### Records for processing
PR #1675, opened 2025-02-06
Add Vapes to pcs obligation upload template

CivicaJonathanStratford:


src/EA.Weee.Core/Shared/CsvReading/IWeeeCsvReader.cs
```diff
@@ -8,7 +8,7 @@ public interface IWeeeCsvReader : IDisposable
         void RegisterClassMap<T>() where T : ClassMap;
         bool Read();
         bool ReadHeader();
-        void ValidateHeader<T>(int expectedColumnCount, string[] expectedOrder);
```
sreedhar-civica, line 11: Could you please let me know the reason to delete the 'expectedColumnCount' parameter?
######
### Records for processing
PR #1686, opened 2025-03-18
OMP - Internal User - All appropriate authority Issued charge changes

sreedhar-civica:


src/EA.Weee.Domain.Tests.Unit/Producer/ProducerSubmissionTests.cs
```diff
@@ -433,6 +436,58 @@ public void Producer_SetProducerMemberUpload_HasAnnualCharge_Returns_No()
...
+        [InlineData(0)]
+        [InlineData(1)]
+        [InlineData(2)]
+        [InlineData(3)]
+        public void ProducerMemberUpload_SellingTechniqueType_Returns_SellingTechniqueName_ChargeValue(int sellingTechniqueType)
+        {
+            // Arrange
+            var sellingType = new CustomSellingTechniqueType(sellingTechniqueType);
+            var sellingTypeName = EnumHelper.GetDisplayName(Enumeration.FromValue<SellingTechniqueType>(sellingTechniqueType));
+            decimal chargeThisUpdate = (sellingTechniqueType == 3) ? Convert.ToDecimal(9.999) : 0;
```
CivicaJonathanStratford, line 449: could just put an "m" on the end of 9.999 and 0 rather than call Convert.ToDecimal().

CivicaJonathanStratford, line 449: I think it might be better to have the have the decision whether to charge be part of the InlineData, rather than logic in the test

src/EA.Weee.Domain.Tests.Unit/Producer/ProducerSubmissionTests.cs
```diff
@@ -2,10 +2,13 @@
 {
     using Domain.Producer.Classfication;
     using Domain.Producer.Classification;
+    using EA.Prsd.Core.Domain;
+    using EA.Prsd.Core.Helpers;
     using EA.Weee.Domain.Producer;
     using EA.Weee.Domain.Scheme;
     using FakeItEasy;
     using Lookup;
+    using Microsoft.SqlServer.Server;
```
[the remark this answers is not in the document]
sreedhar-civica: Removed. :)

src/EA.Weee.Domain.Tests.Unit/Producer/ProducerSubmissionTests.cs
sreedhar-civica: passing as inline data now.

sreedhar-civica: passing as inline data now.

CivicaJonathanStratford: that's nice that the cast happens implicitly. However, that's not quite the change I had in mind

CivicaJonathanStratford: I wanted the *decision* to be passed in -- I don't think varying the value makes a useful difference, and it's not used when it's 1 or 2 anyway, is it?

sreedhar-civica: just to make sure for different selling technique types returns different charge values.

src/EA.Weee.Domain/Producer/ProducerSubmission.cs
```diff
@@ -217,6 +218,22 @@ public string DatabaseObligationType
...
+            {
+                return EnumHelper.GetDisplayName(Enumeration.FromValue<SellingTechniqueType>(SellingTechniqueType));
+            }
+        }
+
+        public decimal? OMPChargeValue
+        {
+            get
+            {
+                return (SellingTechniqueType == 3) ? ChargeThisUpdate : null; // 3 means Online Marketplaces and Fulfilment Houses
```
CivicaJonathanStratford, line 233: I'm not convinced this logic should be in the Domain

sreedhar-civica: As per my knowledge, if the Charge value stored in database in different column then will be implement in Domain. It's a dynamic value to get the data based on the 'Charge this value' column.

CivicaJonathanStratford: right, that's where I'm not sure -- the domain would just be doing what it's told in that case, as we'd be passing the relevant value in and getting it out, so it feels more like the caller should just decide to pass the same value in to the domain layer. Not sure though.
######
Activity:
The lines that mention the word "Core" should be pulled from the records above.

Answer for the task:
src/EA.Weee.Core/Shared/CsvReading/IWeeeCsvReader.cs
+    using EA.Prsd.Core.Domain;
+    using EA.Prsd.Core.Helpers;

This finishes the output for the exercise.